A maiko is characterized by wearing her hair up in a distinctive style called the ‘split peach’. She wears special decorative hairpins in her hair, and a brightly colored kimono. The colors of the kimono and its pattern vary depending on what season she is wearing it in, but the edges of the under-kimono seen around her neck are always a crimson red. She wears white makeup on her face and neck, but as a trade secret of the geisha, leaves a small amount of skin showing along her hairline and at the base of the neck… when a woman is so covered, a small amount of skin showing in just the right place has the same allure of a woman ‘showing a little leg’, without being considered dirty or vulgar. When a maiko becomes a full-fledged geisha, she no longer wears the makeup and hairpins, and instead of assisting a geisha in her work, she is now assisted by apprentice geishas.

The Sengoku Period saw a very dark time for all geisha. During the over-taxation, many families found themselves growing more and more poor by the day, and putting food on the table was nearly impossible. Sometimes, a geisha house would approach a family and offer to buy some of their daughters from them; this gave the family enough money to live on, as well as meaning fewer mouths to feed. Believing that their daughters would be taken good care of, the most desperate of families sold their daughters to these geisha houses.

The geisha house would pay for the girl’s room, food, classes, makeup, and her kimonos (she would need several very fancy kimonos, which by today’s standards would be costing thousands of dollars a piece). The girl was also allowed to select a name for herself, usually the name of a flower or other ‘feminine things and traits’. This meant that the geisha house was put in a substantial debt over just one girl after buying her from her family and then providing for her. The girl was forced to work for the geisha house as a geisha until she worked off her debt and became an independent geisha, or she was bought by a Daimyo or Taisho who would pay the debt for her. Bought girls would often be mistreated by their ‘geisha mothers’, the women who bought them, and if a geisha house were in need of money, the woman running it would not be above charging a samurai extra to sell a young maiko’s virginity to him.
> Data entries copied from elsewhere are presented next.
PR #1313, opened 2022-03-05
Allow configuring bitmap wrapping.

SiegeLord:


beoran:
Let me take a look...

src/tri_soft.c
```diff
@@ -682,12 +683,12 @@ static void triangle_stepper(uintptr_t state,
...
    }
 }
-
+#include <stdio.h>
 /*
 This one will check to see what exactly we need to draw...
 I.e. this will call all of the actual renderers and set the appropriate callbacks
 */
-void _al_triangle_2d(ALLEGRO_BITMAP* texture, ALLEGRO_VERTEX* v1, ALLEGRO_VERTEX* v2, ALLEGRO_VERTEX* v3)
+void _al_triangle_2d(ALLEGRO_BITMAP* texture, ALLEGRO_VERTEX* v1, ALLEGRO_VERTEX* v2, ALLEGRO_VERTEX* v3, bool prim_addon)
```
beoran, line 691: This is the boolean flag anti-pattern. It might be better and more performant to have two different functions for the two different cases, especially seeing we are always calling this with a true or false constant.

src/tri_soft.c
```diff
@@ -712,9 +713,16 @@ void _al_triangle_2d(ALLEGRO_BITMAP* texture, ALLEGRO_VERTEX* v1, ALLEGRO_VERTEX
    }
 
    if (texture) {
+      ALLEGRO_BITMAP_WRAP wrap_u, wrap_v;
+      _al_get_bitmap_wrap(texture, &wrap_u, &wrap_v);
+
+      // XXX: Why are we using repeat for regular bitmaps by default?
```
beoran, line 719: Indeed, why?

beoran (commented):
Thanks for your hard work on this. I have two comments I would like you to address if possible.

While this was a difficult time for maiko and geisha like the rest of Japan’s people, the geisha were also tools used by the Daimyos. Geisha were the most respected women in Japan, and thus were fairly safe to travel from one province to another. Thus, they were sometimes used as spies and even assassins. A Daimyo could send a geisha under his command to another Daimyo or a Taisho, either as an act of good will, or anonymously, and while acting as a simple entertainer, the geisha would kill her target. The worst part about it was that a Daimyo or Taisho could know very well that a geisha has come to kill him, and yet he could do nothing about it because she was such a respectable woman! A Daimyo’s only defense against a geisha sometimes was to have her murdered before she could murder him!

One mixed blessing about a geisha is that she cannot marry. It’s not that she can’t be forced to marry, it’s that she can’t marry even if she wanted to. However, many independent geisha found a way around this; instead of marrying a samurai man, she would live with him, officially being his mistress but receiving a home and financial support from him the same way a wife would. Were she to bear him sons, then she would become a part of his clan as the mother of his heirs.

While a woman’s only ‘jobs’ may have been to marry, bear children, work in fields, an entertain men, it is clear that the women of the Sengoku Period, much like the men, rose to their call in these desperate times.